▶ [Information]:
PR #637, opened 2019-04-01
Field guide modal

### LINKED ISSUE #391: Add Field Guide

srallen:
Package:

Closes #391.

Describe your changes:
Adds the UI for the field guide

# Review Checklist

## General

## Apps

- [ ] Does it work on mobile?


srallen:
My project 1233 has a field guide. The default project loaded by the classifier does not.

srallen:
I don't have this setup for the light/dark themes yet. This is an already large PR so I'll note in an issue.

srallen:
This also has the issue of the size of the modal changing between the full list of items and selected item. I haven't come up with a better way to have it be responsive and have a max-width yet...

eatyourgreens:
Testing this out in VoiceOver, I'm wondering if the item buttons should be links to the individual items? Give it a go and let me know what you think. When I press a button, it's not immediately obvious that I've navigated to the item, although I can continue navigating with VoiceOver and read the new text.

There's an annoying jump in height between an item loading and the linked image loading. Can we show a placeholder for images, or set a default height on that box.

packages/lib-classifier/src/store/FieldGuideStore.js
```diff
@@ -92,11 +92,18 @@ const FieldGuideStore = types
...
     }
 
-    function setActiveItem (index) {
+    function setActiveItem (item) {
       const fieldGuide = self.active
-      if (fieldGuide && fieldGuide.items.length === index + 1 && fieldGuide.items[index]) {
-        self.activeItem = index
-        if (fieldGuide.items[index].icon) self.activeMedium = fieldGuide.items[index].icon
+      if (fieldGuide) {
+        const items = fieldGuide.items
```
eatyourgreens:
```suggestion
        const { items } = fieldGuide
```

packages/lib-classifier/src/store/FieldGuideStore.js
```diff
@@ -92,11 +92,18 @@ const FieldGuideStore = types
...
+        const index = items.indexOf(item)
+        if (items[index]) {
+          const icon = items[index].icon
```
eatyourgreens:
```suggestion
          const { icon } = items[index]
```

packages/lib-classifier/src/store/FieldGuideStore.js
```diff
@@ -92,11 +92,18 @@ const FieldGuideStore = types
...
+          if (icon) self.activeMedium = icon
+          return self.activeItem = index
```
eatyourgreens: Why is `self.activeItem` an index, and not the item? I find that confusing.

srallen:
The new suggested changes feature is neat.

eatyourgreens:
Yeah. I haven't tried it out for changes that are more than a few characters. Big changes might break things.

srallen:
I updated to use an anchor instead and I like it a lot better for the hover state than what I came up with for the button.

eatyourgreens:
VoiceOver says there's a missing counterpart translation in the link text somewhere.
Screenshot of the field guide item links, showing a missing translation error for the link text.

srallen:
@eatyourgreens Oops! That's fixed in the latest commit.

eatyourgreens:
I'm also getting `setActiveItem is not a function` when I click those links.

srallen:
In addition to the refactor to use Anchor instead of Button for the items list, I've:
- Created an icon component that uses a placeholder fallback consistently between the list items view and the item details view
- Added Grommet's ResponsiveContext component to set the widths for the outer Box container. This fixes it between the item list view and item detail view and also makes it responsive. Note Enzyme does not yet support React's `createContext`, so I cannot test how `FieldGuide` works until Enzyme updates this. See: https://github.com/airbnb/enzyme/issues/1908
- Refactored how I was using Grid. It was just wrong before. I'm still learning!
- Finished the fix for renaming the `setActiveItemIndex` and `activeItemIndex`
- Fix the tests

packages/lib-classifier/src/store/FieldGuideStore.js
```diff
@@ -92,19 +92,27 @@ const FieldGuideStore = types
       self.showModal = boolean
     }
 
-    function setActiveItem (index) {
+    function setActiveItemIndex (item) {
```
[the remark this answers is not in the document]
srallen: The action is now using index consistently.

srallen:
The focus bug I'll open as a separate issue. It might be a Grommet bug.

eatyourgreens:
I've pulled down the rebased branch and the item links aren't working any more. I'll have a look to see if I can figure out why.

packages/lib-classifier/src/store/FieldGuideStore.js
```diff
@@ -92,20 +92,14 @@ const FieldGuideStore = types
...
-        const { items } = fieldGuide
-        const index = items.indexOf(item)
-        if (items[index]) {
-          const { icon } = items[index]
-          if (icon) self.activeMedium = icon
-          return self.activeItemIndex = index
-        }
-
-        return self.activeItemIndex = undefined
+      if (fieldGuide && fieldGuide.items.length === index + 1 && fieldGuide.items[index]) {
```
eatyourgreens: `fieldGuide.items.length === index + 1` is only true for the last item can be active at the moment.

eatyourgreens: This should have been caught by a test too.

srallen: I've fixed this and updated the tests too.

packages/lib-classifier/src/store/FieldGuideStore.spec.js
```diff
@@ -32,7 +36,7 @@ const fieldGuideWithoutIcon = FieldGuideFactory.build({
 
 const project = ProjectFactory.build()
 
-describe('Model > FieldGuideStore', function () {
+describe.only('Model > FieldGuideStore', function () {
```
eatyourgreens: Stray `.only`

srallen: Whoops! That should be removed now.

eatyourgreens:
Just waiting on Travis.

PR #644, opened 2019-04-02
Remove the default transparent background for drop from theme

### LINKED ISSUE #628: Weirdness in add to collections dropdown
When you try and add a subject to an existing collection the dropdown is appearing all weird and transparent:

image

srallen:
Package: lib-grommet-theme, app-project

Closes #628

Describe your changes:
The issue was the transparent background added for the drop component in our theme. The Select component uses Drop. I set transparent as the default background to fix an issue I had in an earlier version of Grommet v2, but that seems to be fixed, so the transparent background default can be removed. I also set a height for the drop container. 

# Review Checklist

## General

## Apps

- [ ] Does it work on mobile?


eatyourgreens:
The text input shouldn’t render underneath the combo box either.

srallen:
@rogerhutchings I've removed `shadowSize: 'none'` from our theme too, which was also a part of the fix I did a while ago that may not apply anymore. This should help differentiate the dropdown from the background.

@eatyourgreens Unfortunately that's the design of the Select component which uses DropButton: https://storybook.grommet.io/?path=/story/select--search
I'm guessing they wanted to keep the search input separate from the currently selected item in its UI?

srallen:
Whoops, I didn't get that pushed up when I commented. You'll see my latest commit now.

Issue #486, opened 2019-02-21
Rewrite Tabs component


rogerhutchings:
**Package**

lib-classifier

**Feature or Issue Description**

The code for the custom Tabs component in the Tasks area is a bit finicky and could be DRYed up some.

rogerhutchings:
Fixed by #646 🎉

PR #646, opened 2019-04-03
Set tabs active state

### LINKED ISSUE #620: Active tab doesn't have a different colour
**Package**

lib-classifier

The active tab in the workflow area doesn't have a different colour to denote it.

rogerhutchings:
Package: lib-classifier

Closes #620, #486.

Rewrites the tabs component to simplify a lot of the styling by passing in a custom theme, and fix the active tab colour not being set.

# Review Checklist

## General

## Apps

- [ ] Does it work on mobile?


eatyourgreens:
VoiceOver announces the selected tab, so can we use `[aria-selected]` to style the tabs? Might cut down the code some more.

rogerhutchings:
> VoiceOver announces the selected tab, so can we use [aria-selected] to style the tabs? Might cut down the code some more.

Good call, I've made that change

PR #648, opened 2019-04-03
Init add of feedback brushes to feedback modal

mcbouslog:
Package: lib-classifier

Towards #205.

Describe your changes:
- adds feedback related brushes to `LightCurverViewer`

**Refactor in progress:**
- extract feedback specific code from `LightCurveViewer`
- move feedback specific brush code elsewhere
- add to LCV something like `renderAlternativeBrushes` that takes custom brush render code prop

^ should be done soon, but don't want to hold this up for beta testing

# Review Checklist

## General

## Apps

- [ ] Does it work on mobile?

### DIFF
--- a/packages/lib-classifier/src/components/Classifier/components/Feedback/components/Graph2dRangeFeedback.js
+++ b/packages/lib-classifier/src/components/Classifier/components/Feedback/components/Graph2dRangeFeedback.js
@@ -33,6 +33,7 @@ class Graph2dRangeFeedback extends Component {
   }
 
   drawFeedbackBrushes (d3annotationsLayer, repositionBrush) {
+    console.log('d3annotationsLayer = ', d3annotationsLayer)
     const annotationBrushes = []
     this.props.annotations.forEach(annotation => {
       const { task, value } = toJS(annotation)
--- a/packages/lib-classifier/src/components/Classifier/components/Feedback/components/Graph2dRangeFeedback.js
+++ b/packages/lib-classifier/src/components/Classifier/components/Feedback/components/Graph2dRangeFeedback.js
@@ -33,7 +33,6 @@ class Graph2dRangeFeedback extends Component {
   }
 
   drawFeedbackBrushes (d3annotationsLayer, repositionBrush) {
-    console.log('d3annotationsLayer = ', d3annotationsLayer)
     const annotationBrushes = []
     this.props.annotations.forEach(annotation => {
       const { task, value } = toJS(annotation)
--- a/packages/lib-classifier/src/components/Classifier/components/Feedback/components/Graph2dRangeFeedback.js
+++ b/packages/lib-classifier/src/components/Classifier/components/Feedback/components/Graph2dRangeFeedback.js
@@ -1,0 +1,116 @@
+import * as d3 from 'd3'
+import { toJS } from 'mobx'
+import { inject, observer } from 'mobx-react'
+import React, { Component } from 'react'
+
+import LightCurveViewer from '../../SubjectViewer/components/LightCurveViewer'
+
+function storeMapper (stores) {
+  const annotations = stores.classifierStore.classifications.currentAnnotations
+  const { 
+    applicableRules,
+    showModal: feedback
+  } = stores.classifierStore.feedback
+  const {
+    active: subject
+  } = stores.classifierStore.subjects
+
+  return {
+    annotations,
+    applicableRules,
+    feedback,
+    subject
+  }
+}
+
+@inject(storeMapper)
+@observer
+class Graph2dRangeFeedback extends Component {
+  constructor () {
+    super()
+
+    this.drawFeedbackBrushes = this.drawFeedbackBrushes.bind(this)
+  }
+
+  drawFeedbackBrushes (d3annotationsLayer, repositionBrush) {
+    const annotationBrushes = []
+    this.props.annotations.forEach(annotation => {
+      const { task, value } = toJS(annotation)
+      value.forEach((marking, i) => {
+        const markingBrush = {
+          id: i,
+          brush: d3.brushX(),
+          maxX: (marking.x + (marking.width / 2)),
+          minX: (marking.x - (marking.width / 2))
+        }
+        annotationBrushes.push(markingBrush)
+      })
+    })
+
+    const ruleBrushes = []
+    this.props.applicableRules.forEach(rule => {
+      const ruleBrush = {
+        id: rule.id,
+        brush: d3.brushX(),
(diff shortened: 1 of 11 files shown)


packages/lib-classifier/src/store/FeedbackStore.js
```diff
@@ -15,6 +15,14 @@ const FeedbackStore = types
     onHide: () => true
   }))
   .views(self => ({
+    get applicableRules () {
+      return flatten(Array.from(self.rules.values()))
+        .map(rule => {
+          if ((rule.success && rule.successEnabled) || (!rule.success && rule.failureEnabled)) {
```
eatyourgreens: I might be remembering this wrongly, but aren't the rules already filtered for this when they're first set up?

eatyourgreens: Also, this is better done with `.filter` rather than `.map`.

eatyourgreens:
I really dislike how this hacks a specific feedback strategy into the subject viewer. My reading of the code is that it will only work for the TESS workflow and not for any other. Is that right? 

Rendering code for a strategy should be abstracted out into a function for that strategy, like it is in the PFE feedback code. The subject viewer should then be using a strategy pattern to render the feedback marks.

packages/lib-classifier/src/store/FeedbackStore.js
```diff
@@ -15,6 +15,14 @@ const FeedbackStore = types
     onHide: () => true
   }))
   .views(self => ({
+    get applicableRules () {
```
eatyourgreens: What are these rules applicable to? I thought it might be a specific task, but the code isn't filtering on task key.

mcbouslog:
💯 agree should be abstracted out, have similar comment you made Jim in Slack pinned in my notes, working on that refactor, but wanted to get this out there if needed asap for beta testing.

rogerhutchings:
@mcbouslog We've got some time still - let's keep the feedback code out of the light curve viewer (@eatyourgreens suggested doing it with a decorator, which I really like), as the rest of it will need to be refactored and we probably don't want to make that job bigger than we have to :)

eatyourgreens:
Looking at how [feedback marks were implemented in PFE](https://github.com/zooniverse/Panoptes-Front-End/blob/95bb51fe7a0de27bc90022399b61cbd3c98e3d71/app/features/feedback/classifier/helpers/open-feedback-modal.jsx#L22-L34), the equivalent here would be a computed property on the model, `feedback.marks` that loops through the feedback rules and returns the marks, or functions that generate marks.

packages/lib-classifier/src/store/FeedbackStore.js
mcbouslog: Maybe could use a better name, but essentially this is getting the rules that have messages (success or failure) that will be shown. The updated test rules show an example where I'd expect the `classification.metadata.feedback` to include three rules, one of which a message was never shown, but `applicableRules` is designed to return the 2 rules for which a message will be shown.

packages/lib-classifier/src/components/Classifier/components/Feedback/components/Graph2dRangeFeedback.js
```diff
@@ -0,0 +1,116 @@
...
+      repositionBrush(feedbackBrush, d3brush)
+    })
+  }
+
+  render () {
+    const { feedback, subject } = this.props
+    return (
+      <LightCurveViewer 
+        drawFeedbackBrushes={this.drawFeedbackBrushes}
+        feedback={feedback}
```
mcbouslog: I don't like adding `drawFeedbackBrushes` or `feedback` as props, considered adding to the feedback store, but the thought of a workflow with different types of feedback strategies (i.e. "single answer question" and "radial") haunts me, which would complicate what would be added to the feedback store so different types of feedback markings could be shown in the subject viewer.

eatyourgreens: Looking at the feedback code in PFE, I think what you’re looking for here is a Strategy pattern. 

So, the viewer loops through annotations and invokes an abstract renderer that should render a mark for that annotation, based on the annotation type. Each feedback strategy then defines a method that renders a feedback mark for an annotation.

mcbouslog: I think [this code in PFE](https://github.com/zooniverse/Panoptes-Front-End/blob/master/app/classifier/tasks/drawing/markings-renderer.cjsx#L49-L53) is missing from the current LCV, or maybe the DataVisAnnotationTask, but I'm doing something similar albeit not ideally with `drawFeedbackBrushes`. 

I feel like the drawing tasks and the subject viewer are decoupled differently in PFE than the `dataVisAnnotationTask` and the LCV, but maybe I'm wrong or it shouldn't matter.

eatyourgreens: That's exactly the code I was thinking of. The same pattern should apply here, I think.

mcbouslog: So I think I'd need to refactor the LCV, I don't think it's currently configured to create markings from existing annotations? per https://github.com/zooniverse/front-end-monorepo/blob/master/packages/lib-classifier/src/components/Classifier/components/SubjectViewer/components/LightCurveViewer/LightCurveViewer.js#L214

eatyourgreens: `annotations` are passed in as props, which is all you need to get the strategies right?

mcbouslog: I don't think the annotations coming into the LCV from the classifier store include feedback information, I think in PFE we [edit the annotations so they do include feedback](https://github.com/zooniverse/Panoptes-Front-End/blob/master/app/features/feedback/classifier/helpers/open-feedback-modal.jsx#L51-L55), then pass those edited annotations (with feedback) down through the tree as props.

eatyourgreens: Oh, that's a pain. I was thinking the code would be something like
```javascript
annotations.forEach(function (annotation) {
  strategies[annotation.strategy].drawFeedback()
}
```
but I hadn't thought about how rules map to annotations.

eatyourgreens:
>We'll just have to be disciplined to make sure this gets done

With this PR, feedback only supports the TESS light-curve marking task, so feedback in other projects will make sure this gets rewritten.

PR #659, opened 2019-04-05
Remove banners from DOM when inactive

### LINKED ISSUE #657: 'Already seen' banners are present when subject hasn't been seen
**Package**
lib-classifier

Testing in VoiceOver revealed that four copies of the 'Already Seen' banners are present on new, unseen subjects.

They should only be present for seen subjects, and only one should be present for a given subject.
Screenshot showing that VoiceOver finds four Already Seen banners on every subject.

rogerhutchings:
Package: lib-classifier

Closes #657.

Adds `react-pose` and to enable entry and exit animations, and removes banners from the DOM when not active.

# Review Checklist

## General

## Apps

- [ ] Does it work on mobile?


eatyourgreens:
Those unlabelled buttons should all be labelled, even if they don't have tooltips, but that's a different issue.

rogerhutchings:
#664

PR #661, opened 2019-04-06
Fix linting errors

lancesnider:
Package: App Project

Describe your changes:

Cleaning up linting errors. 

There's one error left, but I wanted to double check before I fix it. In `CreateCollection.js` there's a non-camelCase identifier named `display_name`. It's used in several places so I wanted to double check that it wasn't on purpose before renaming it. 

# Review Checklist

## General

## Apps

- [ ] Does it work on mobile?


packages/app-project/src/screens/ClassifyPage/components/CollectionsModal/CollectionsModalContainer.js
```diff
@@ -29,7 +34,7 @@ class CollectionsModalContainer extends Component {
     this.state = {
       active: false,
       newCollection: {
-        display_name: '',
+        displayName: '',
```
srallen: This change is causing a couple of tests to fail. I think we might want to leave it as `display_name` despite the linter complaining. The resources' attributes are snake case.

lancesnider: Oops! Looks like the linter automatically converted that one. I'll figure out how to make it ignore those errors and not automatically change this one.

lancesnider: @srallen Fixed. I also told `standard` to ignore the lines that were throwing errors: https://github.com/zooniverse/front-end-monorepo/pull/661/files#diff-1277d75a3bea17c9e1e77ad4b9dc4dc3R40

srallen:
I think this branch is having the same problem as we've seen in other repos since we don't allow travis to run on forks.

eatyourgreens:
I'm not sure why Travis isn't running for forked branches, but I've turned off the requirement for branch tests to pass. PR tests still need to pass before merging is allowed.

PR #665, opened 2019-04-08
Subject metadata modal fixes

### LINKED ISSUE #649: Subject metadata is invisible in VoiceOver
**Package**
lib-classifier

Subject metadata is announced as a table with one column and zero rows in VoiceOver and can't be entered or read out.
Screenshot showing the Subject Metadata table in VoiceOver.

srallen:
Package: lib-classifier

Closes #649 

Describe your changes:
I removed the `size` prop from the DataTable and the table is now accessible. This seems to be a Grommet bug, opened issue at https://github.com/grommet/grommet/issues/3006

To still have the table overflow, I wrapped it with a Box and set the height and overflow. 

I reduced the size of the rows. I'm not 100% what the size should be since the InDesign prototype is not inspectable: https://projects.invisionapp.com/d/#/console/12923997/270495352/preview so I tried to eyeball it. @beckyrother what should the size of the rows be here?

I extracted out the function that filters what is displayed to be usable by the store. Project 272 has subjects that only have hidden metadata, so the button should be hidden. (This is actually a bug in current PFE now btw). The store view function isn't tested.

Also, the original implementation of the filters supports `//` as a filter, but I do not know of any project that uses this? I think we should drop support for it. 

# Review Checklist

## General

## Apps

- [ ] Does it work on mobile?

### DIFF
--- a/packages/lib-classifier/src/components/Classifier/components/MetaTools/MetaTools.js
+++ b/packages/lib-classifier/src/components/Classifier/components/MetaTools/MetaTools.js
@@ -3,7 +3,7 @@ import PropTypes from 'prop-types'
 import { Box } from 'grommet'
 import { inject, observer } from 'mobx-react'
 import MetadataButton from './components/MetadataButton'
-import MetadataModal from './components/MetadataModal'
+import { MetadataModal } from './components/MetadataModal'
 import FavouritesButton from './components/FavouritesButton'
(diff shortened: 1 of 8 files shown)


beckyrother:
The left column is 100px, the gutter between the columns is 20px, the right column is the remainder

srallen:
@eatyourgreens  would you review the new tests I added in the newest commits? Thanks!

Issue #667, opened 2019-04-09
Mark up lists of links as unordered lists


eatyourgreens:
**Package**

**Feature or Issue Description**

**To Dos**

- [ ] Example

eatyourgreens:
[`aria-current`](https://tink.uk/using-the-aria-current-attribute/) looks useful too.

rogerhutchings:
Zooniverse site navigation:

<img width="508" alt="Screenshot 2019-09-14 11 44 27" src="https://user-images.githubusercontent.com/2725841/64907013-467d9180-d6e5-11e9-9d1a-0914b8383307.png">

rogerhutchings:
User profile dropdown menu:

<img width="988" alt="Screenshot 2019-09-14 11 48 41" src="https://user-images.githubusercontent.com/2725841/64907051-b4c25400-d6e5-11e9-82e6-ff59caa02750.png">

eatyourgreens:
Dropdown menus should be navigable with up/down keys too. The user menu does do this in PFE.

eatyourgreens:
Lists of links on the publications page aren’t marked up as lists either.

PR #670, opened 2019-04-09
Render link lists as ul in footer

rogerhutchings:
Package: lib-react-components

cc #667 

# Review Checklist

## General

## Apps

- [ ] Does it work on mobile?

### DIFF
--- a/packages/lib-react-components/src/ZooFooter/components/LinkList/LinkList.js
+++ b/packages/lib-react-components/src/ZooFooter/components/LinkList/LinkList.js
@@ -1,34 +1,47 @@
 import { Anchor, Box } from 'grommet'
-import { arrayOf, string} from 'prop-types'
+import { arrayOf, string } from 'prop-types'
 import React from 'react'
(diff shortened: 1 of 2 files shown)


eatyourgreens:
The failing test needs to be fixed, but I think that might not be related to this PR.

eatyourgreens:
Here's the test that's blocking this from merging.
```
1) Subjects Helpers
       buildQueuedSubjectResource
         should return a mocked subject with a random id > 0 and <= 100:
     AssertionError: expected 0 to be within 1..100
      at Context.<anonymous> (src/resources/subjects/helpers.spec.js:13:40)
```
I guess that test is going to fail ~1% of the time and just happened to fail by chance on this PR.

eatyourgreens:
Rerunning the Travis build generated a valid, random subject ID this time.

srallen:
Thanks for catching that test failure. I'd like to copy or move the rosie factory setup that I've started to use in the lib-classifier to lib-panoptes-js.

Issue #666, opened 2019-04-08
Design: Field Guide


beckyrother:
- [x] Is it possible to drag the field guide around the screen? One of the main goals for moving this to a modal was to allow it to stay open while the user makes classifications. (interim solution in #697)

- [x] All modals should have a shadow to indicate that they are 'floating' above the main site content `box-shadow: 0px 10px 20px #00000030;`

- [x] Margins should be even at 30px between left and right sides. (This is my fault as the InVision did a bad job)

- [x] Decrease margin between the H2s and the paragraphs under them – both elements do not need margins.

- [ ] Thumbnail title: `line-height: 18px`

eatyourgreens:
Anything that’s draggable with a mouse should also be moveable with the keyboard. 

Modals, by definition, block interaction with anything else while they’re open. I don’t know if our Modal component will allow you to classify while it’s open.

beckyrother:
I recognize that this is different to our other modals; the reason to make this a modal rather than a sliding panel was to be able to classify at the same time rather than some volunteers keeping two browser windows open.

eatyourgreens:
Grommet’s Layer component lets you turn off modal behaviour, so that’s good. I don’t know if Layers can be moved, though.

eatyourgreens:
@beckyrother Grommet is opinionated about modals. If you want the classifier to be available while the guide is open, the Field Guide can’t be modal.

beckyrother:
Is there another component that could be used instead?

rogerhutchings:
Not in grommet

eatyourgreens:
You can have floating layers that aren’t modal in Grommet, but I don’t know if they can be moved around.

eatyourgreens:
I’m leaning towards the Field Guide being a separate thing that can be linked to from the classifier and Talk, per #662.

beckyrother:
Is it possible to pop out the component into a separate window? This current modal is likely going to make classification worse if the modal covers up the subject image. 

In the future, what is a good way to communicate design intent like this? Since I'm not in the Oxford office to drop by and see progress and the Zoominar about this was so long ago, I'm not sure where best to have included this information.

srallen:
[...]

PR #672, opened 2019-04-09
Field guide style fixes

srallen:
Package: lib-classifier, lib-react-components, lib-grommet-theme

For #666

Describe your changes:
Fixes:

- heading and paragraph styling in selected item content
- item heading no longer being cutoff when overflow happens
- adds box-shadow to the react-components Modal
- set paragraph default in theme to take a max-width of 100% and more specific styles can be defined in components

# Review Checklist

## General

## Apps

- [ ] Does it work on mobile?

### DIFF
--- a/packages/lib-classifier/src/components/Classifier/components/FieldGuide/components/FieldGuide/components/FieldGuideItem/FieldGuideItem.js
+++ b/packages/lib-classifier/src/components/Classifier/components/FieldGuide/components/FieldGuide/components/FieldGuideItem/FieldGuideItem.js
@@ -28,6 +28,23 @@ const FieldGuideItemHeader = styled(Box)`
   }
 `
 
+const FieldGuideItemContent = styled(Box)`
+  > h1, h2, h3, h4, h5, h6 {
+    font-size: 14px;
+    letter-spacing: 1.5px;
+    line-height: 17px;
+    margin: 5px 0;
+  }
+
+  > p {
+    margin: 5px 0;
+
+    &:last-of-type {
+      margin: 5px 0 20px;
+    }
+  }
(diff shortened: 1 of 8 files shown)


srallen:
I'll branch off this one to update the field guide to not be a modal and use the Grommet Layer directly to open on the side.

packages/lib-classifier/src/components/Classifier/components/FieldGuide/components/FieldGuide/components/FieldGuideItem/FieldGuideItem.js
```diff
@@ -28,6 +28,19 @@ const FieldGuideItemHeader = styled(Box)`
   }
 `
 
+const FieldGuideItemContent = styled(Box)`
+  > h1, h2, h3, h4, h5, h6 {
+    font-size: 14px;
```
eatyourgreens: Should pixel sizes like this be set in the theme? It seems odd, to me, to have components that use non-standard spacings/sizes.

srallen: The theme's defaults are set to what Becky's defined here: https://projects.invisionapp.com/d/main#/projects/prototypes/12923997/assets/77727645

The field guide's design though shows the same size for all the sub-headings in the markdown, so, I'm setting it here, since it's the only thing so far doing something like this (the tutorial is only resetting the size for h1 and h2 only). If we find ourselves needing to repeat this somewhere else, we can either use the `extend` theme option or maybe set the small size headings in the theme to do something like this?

▶ [Exercise objective]: In the material, find each line with the word "setup" and list it.

▶ [Problem solution]:
I don't have this setup for the light/dark themes yet. This is an already large PR so I'll note in an issue.
Thanks for catching that test failure. I'd like to copy or move the rosie factory setup that I've started to use in the lib-classifier to lib-panoptes-js.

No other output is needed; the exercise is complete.